3.9. Phytochemical Screening of the Active Extract, Fraction and Sub-Fraction
Tests for the presence of selected phyto-compounds in PM—Flavonoids, terpenoids, alkaloids and tannins were carried out for the most active extract (methanol), fraction (n-butanol) and sub-fraction (I) in comparison with the reference compound (mangiferin) using specific reagents (to develop the chromatograms) on thin layer chromatography [21].
3.10. LC-MS Analysis of the Methanol Extract, n-Butanol Fraction and Sub-Fraction I
The chemical composition of the methanol extract, n-butanol fraction and sub-fraction I analysed using a HyStar LC (Bruker Daltonik GmbH, Bremen, Germany), Acclaim Polar Advantage II C18 column (2.1 mm × 150 mm, 3 µm i.d.), and an auto-sampler at 35 °C assay temperature.

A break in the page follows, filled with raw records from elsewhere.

PR #1298, opened 2026-04-12
Add Rdkprop Lab 4 travel planner app (1_foundations)

Rdkprop:
Created a Travel planner app on Huggingface


ed-donner:
Great - thanks so much!

PR #1299, opened 2026-04-12
Added working example to use mcp with rag

himanshuramranjan:
Have added a examples on how to use RAG along with mcp and agents (using groq model). I have added one example to use without storing the data (by keeping it in code itslef), and in second example I have used ChromaDB to store the data locally.


himanshuramranjan:
Hi @ed-donner, can you please review and merge this code. From my understanding its a basic but good example to integrate RAG with MCP learning

I have also added the steps to do any necessary installations and setup

ed-donner:
Great - thanks so much!

PR #1304, opened 2026-04-16
Add resume revision multi-model script

soflatechie:
This script is using the idea of 2-lab-2, where we
 ask the same question to multiple models, and then 
 rank the answers.  However, in this case, we want 
 to read a resume from the file resume-text.txt,
 then ask each model to revise the 
 resume.  Then, just like the lab, we ask AI to rank
 the models in the end.


ed-donner:
Great - thanks so much!

PR #1308, opened 2026-04-17
Add 1_foundations lab 1 solution (cleared outputs)

ZoeXu00:
add foundation lab 1 solution


ed-donner:
Great - thanks so much!

PR #1312, opened 2026-04-18
Add deep research multi-agent implementation with autonomous orchestr…

kevinvbc:
Add deep research multi-agent implementation with autonomous orchestration after first negative research evaluation. Clarifying questions for fine-tuning the query, taking into account previous answer. 
An agent decides whether to rewrite the report, do more searches and whether the report is good enough.


ed-donner:
Great - thanks so much!

PR #1326, opened 2026-04-27
Add ginzo_exercises: lab3 with 4 competing sales agents, structured object

soflatechie:
Added code to original lab3 to do the following:

1.  Add a 4th model
2.  Change the original guardrail to one that checks for an off topic prompt
3.  Added a guardrail to check for an unsubscribe line at the end of the email (this was especially difficult)
4.  Added a class for a structured output for the email that included a required property for the unsubscribe line,  this made the guardrail a bit easier to implement.


ed-donner:
Great - thanks so much!

PR #1337, opened 2026-05-02
my progress_contribution

David-gbenga:
## Summary

initiated an open ai api , sent prompts as request messages and got a response 
solved the assignment given in task 1


ed-donner:
Great - thanks so much!

PR #1338, opened 2026-05-03
Execute answers and ranking of answers concurrently.

sirish-darbha:
Request answers from multiple LLMs simultaneously instead of sequentially. Wait until all answers are gathered.
Use the same abstraction to request ranking of the answers from multiple LLMs concurrently. Gather rankings from all LLMs and calculate a cummulative rank.


ed-donner:
Great - thanks so much!

PR #1340, opened 2026-05-04
Prasad gaitonde/6 mcp lab3/h fmcp server

BiprofessionalPrasad:
Day6 MCP Lab3 	3) Managed/hosted remotely running MCP server.
Using Huggingface HF server MCP.


ed-donner:
would it be possible to remove the uv.lock to reduce the size? Thanks so much

ed-donner:
Great - thanks so much!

The binary mobile phase used consisted of (A) water-formic acid (99.9:0.1 v/v) and (B) CH3CN. The gradient elution program was set to 10–90% B (0–5 min), 90–10% B (5–15 min), 90–10% A (15–25 min) and 10–90% A (25–30 min). The standard mangiferin and samples were prepared at a concentration of 1 mg/mL in the mobile phase. Before injection, the samples were filtered through a polytetraflouroethylene (PTFE) membrane. The injection volume of each sample (1 mg/mL) was 20 µL. The flow rate of the mobile phase was set at 0.2 mL/min and peaks monitored at 340 nm.
3.11. Statistical Analysis
All data were expressed as the mean ± SEM. Statistical analysis of data was performed using one-way analysis of variance (ANOVA) followed by Dunnett test for post hoc analysis. P < 0.05 and p < 0.01 were considered as significant.
4. Conclusions
In conclusion, a flavonoid-rich sub-fraction obtained from fruit pericarp of PM by activity-guided fractionation, was found to demonstrate the most potent antidiabetic activity. This fraction was found via LC-MS analysis to contain 22.5% mangiferin, a typical flavonoid whose potent antidiabetic action had been reported by other researchers [22,23]. In an in vitro model, this fraction was found to exert a more potent effect than acarbose in inhibiting rat intestinal glucose transport/absorption. Hence, the antidiabetic action of PM may be exerted by extra-pancreatic mechanisms. Further study is however necessary to isolate and characterize the active compound(s) in SFI and elucidate in detail the antidiabetic mechanism(s).
Acknowledgements
The authors wish to thank the Academy of Science for the Developing World (TWAS) and Universiti Sains Malaysia (USM) for awarding Item Justin Atangwho the joint TWAS-USM fellowship, which was instrumental to the completion of this work.
Footnotes
Sample Availability: Mangiferin, from Mangifera indica bark (C19H18O11; 422.34 g/mol; CAS No. 4773-96-0; Pcode: 1000837698; Lot No. 089K1150) from SIGMA-ALDRICH, Co., 3050 Spruce street, st. Louis, MO 63103 USA are available.